Exercise prompt: Copy each line that contains the string "package", taking them from the material.

=== Begin Enclosure ===

PR #84, opened 2024-03-14
Initial LMBuddy class for running jobs

sfriedowitz:
## What's changing

- Removes the `run_job` method in favor of a class `LMBuddy` that has methods for `finetune` and `evaluate`
- Implements job-result data structures for returning data generated by job entrypoints, instead of simply having the entrypoints write to disk/W&B
- Implements a new `LoadableAssetPath` type and associated data structures to represent any `load_from` path for a HF asset. See inline comments for motivation for this change.

Note that the CLI API is not changed by these internal changes, so you can still execute the package as a Ray entrypoint in the same manner as before.

## How to test it

- Run the test suite
- Pull the branch and try running some jobs with the new interface

In follow-up PRs into this dev branch, I would like to do the following:
- https://mzai.atlassian.net/browse/RD2024-153
- https://mzai.atlassian.net/browse/RD2024-152


src/lm_buddy/integrations/huggingface/dataset_config.py
```diff
@@ -10,25 +9,19 @@
 class DatasetConfig(BaseLMBuddyConfig):
     """Base configuration to load a HuggingFace dataset."""
 
-    load_from: HuggingFaceRepoConfig | WandbArtifactConfig
+    load_from: LoadableAssetPath
     split: str | None = None
     test_size: float | None = None
     seed: int | None = None
 
-    _validate_load_from_string = field_validator("load_from", mode="before")(
```
sfriedowitz, line 18: These validators are built into the `LoadableAssetPath` type now

src/lm_buddy/integrations/wandb/artifact_utils.py
```diff
@@ -91,57 +91,21 @@ def build_directory_artifact(
...
     """
     artifact = wandb.Artifact(artifact_name, type=artifact_type)
     for table_name, table_data in tables.items():
-        table = wandb.Table(data=table_data, columns=columns)
+        table = wandb.Table(data=table_data)
         artifact.add(table, name=table_name)
     return artifact
-
-
-def build_file_artifact(
```
sfriedowitz, line 115: This was not being used

src/lm_buddy/buddy.py
```diff
@@ -0,0 +1,41 @@
...
+from lm_buddy.jobs.configs import (
+    EvaluationJobConfig,
+    FinetuningJobConfig,
+    LMHarnessJobConfig,
+    PrometheusJobConfig,
+    SimpleJobConfig,
+)
+
+
+class LMBuddy:
```
sfriedowitz, line 13: Per our discussions over Zoom, we decided that it would be difficult to built a single workflow that runs all tasks consecutively at the moment. However, I do feel it is nicer to have this class that can dispatch to the various jobs, even if it doesn't support running things in a pipeline atm.

So for now, I am adding this as a thin wrapper around the entrypoint functions, and returning explicit return types for the data generated by the jobs.

examples/configs/evaluation/lm_harness_hf_config.yaml
```diff
@@ -4,7 +4,7 @@ model:
   torch_dtype: "bfloat16"
 
 # Settings specific to lm_harness.evaluate
-evaluator:
+evaluation:
```
sfriedowitz, line 7: This was changed to be consistent with the prometheus config, which names it `evaluation` instead of `evaluator`

examples/configs/evaluation/lm_harness_quantized_config.yaml
sfriedowitz, line 1: This is a duplicate of the other `hf_config.yaml` file since it already has the quantization section specified.

src/lm_buddy/integrations/huggingface/asset_loader.py
```diff
@@ -66,23 +63,18 @@ class HuggingFaceAssetLoader:
...
         self._artifact_loader = artifact_loader
 
-    def resolve_asset_path(self, path: HuggingFaceAssetPath) -> tuple[str, str | None]:
-        """Resolve the actual HuggingFace name/path from a config.
-
-        Currently, two config types contain references to a loadable HuggingFace path:
-        (1) A `HuggingFaceRepoConfig` that contains the repo path directly
-        (2) A `WandbArtifactConfig` where the filesystem path is resolved from the artifact
-        """
+    def resolve_asset_path(self, path: LoadableAssetPath) -> str:
```
sfriedowitz, line 66: Note that I've changed the signature of this method to only return a string path, rather than a string path AND a `revision` field.

I felt that included `revision` within the path resolution logic was a poor abstraction for the following reasons:
- It is only applicable to HF Hub repos, not artifacts or direct filesystem paths
- We aren't even really using it

If we want to add back the ability to load from a specific HF Hub repo revision, we can include that parameter as part of a separate config (e.g., on the `AutoModelConfig` directly).

src/lm_buddy/jobs/_entrypoints/finetuning.py
```diff
@@ -101,14 +106,31 @@ def training_function(config_data: dict[str, Any]):
...
-        with wandb_init_from_config(config.tracking, resume=WandbResumeMode.MUST) as run:
-            model_artifact = build_directory_artifact(
-                artifact_name=default_artifact_name(run.name, ArtifactType.MODEL),
-                artifact_type=ArtifactType.MODEL,
-                dir_path=f"{result.checkpoint.path}/{RayTrainReportCallback.CHECKPOINT_NAME}",
-                reference=True,
-            )
-            print("Logging artifact for model checkpoint...")
-            artifact_loader.log_artifact(model_artifact)
+    ckpt_path, artifact_config = None, None
```
sfriedowitz, line 109: In a follow-up PR (https://mzai.atlassian.net/browse/RD2024-152), I would like to refactor a bit how we are generating artifacts and results in these methods. 

The issue is that because the tracking field is optional, we repeatedly end up having to write two code branches, (1) for when we initialize a W&B run and create an artifact and (2) for when we run the job without tracking or artifacts. It's almost like we want something like `maybe_initialize_wandb_run` that handles the optionality of the tracking service.

src/lm_buddy/jobs/_entrypoints/lm_harness.py
```diff
@@ -1,43 +1,45 @@
...
 from lm_buddy.jobs.configs import LMHarnessJobConfig, LocalChatCompletionsConfig
+from lm_buddy.paths import LoadableAssetPath
 
 
-def get_numeric_metrics(
+def get_per_task_dataframes(
     results: dict[str, dict[str, Any]],
-) -> dict[str, list[tuple[str, float]]]:
-    """Filter non-numeric values from the evaluation results.
+) -> dict[str, pd.DataFrame]:
```
sfriedowitz, line 30: Returning these as `pd.DataFrame` now since the type is a bit cleaner to work with when included on the `EvaluationResult` class.

src/lm_buddy/buddy.py
```diff
@@ -0,0 +1,41 @@
...
+    """Your buddy in the (L)LM space.
+
+    Simple wrapper around executable functions for tasks available in the library.
+    """
+
+    def __init__(self, artifact_loader: ArtifactLoader = WandbArtifactLoader()):
+        self._artifact_loader = artifact_loader
+
+    def simple(self, config: SimpleJobConfig) -> SimpleResult:
```
sfriedowitz, line 22: Should I just delete the `simple` example? It's kinda irrelevant at this point, and doesn't fit in semantically here very well.

veekaybee:
Looking now! Pulled the branch, reading the instructions for `direct_job_execution.ipynb` and have put together a a script like this. Where do we specify the cluster information in the new workflow?  Seems like it should be somewhere here right? `FinetuningRayConfig`

```python
from ray.job_submission import JobSubmissionClient
from pathlib import Path


from lm_buddy import LMBuddy
from lm_buddy.jobs.configs import (
    FinetuningJobConfig,
    FinetuningRayConfig,
    LMHarnessJobConfig,
    LMHarnessEvaluationConfig,
)
from lm_buddy.integrations.huggingface import (
    AutoModelConfig,
    TextDatasetConfig,
    TrainerConfig,
    AdapterConfig,
)
from lm_buddy.integrations.wandb import WandbRunConfig

# Base model to finetune from HuggingFace
model_config = AutoModelConfig(load_from="distilgpt2")

# Text dataset for finetuning
dataset_config = TextDatasetConfig(
    load_from="imdb",
    split="train[:100]",
    text_field="text",
)

# HuggingFace trainer arguments
trainer_config = TrainerConfig(
    max_seq_length=256,
    per_device_train_batch_size=8,
    learning_rate=1e-4,
    num_train_epochs=1,
    logging_strategy="steps",
    logging_steps=1,
    save_strategy="epoch",
    save_steps=1,
)

# LORA adapter settings
adapter_config = AdapterConfig(
    peft_type="LORA",
    task_type="CAUSAL_LM",
    r=8,
    lora_alpha=16,
    lora_dropout=0.2,
)

# Define tracking for finetuning run
tracking_config = WandbRunConfig(
    name="example-finetuning",
    project="lm-buddy-examples",  # Update to your project name
    entity="mozilla-ai",  # Update to your entity name
)

# Ray train settings
ray_config = FinetuningRayConfig(
    use_gpu=False,  # Change to True if GPUs are available on your machine
    num_workers=2,
)

# Full finetuning config
finetuning_config = FinetuningJobConfig(
    model=model_config,
    dataset=dataset_config,
    trainer=trainer_config,
    adapter=adapter_config,
    tracking=tracking_config,
    ray=ray_config,
)
```

sfriedowitz:
>Where do we specify the cluster information in the new workflow?

Nothing is changing in how you specify the cluster information. The CLI of the package is not changed, so you can use the same commands as an entrypoint to a Ray job submission using their SDK.

src/lm_buddy/buddy.py
veekaybee: Yeah, let's delete

src/lm_buddy/buddy.py
```diff
@@ -0,0 +1,41 @@
...
+        """Run a simple test task."""
+        return run_simple(config)
+
+    def finetune(self, config: FinetuningJobConfig) -> FinetuningResult:
+        """Run a supervised finetuning task with the provided configuration."""
+        return run_finetuning(config, self._artifact_loader)
```
veekaybee, line 28: This is kind of confusing because we run_finetuning but we return results from run_finetuning, could be as simple as assigning it for legibility?

```python
def finetune(self, config: FinetuningJobConfig) -> FinetuningResult:
        """Run a supervised finetuning task with the provided configuration."""
        finetuning_results = run_finetuning(config, self._artifact_loader)
        return finetuning_results
```

src/lm_buddy/cli/run.py
```diff
@@ -22,25 +23,25 @@ def group():
 @click.option("--config", type=str)
 def run_simple(config: str) -> None:
     config = SimpleJobConfig.from_yaml_file(config)
-    lm_buddy.run_job(config)
+    buddy.simple(config)
```
veekaybee, line 26: we can remove

src/lm_buddy/buddy.py
```diff
@@ -0,0 +1,41 @@
...
+)
+
+
+class LMBuddy:
+    """Your buddy in the (L)LM space.
+
+    Simple wrapper around executable functions for tasks available in the library.
+    """
+
+    def __init__(self, artifact_loader: ArtifactLoader = WandbArtifactLoader()):
```
veekaybee, line 19: I wonder..if Artifact is a WandB specific term, does it make sense to call the more abstract loader a ModelLoader or similar for clarity?

src/lm_buddy/integrations/huggingface/asset_loader.py
```diff
@@ -66,23 +63,18 @@ class HuggingFaceAssetLoader:
...
+        """Resolve the actual HuggingFace name/path from a `LoadableAssetPath`."""
         match path:
-            case HuggingFaceRepoConfig(repo_id, revision):
-                load_path, revision = repo_id, revision
+            case FilesystemPath(value):
```
veekaybee, line 69: suggestion: just FilePath

src/lm_buddy/integrations/huggingface/tokenizer_config.py
```diff
@@ -1,17 +1,10 @@
...
-from lm_buddy.integrations.wandb import WandbArtifactConfig
+from lm_buddy.paths import LoadableAssetPath
 from lm_buddy.types import BaseLMBuddyConfig
 
 
 class AutoTokenizerConfig(BaseLMBuddyConfig):
     """Settings passed to a HuggingFace AutoTokenizer instantiation."""
 
-    load_from: HuggingFaceRepoConfig | WandbArtifactConfig
+    load_from: LoadableAssetPath
```
veekaybee, line 8: maybe also just `AssetPath`? or `ModelPath`

src/lm_buddy/integrations/wandb/artifact_utils.py
```diff
@@ -91,57 +91,21 @@ def build_directory_artifact(
...
+    tables: dict[str, pd.DataFrame],
 ) -> wandb.Artifact:
     """Build an artifact containing one or more table entries.
 
     Args:
         artifact_name (str): Name of the artifact.
         artifact_type (ArtifactType): Type of artifact.
-        columns (list[str]): Column names for the tables.
-        tables (dict[str, list[list[Any]]]): Mapping from table name to table rows.
+        tables (dict[str, pd.DataFrame]): Mapping from table name to table data
```
veekaybee, line 101: did pandas end up being easier than the previous implementation?

src/lm_buddy/jobs/_entrypoints/lm_harness.py
```diff
@@ -1,43 +1,45 @@
...
+    """Create a `pd.DataFrame` of numeric metrics for each evaluation task.
 
     This is necessary because artifact tables must have a single datatype for each column.
 
     lm-harness returns mostly numeric values, but there are also some misc string-valued metrics.
     Filtering down to only numeric values allows us to produce a valid table artifact.
     """
-    numeric_results = {}
-    for key, data in results.items():
+    dfs = {}
```
veekaybee, line 38: maybe something more descriptive like `dataframe_results`?

src/lm_buddy/jobs/_entrypoints/prometheus.py
```diff
@@ -138,7 +139,7 @@ def run_eval(
             result["prometheus_output"] = []
             result["prometheus_score"] = []
 
-            for idx in range(config.evaluation.num_answers):
+            for _ in range(config.evaluation.num_answers):
```
veekaybee, line 142: nit/suggestion, change to `i` for clarity

src/lm_buddy/jobs/_entrypoints/prometheus.py
```diff
@@ -149,32 +150,50 @@ def run_eval(
...
-
-            # store HF dataset as a directory artifact
-            artifact = build_directory_artifact(
-                dir_path=output_dataset_name,
-                artifact_name=config.tracking.name,
+        with wandb_init_from_config(config.tracking, job_type=LMBuddyJobType.EVALUATION) as run:
+            output_dataset_path = run_eval(config, artifact_loader, client)
+
+            # Create a directory artifact for the HF dataset
+            dataset_artifact = build_directory_artifact(
```
veekaybee, line 173: suggestion: might be helpful to add types to any variable assignments where we generate artifacts or data outputs so we can easily tell what's generated

src/lm_buddy/jobs/_entrypoints/simple.py
```diff
@@ -1,5 +1,6 @@
 import ray
```
veekaybee, line 1: i think we can remove this also

src/lm_buddy/paths.py
```diff
@@ -0,0 +1,68 @@
...
+
+from huggingface_hub.utils import HFValidationError, validate_repo_id
+from pydantic import BeforeValidator
+
+from lm_buddy.integrations.wandb import WandbArtifactConfig
+from lm_buddy.types import BaseLMBuddyConfig
+
+
+class FilesystemPath(BaseLMBuddyConfig):
+    """Absolute path to an object on the filesystem"""
```
veekaybee, line 12: suggestion: "on the local Linux filesystem of the head node of Ray" or something more specific about where results are being processed

src/lm_buddy/paths.py
```diff
@@ -0,0 +1,68 @@
...
+        s: string to test.
+    """
+    try:
+        validate_repo_id(s)
+        return True
+    except HFValidationError:
+        return False
+
+
+def validate_loadable_path(x: Any) -> Any:
```
veekaybee, line 42: suggestion `validate_path`

veekaybee:
Tests and left some comments, unit tests pass and sample job works! http://10.145.107.9:8265/#/jobs/raysubmit_85v8DpKbEVeKtbSB

sfriedowitz:
Thanks! Im a bit side tracked atm but will address most all of them in the next few hours.

src/lm_buddy/buddy.py
sfriedowitz: Artifact is a general term used by the 3 main tracking services (WandB, MlFlow, Comet). But I do think we will need to iterate on the purpose of this class in the near future.

I was looking at how other frameworks (e.g, HF `transformers`) handles tracking across multiple different tracking services. They implement a call-back based approach with something like a `WandbTrackingCallback` and `CometTrackingCallback`, etc..  I think we will want to abstract this interface to handle artifact/tracking stuff for the various frameworks eventually, but right now, I don't have a better option without a substantial bit of work.

src/lm_buddy/integrations/huggingface/tokenizer_config.py
sfriedowitz: It is more general than `ModelPath` since it applies to datasets and tokenizers, so I will call it `AssetPath`.

src/lm_buddy/integrations/wandb/artifact_utils.py
sfriedowitz: it did, yeah. We really just need a data structure for a generic tabular data. I was storing raw lists before, but `pd.DataFrame` was a bit easier to work with and it integrates automatically w/ W&B Tables.

src/lm_buddy/paths.py
sfriedowitz: This isn't always true because you may be running this code locally, in which case it simply corresponds to a path to load from disk.  I added the word "local" to clarify this.

src/lm_buddy/paths.py
sfriedowitz: Renamed to `validate_asset_path` in accordance with teh change in type name

veekaybee (approved):
Thanks for adressing! LGTM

=== End Enclosure ===

Answer to the exercise:
Note that the CLI API is not changed by these internal changes, so you can still execute the package as a Ray entrypoint in the same manner as before.
Nothing is changing in how you specify the cluster information. The CLI of the package is not changed, so you can use the same commands as an entrypoint to a Ray job submission using their SDK.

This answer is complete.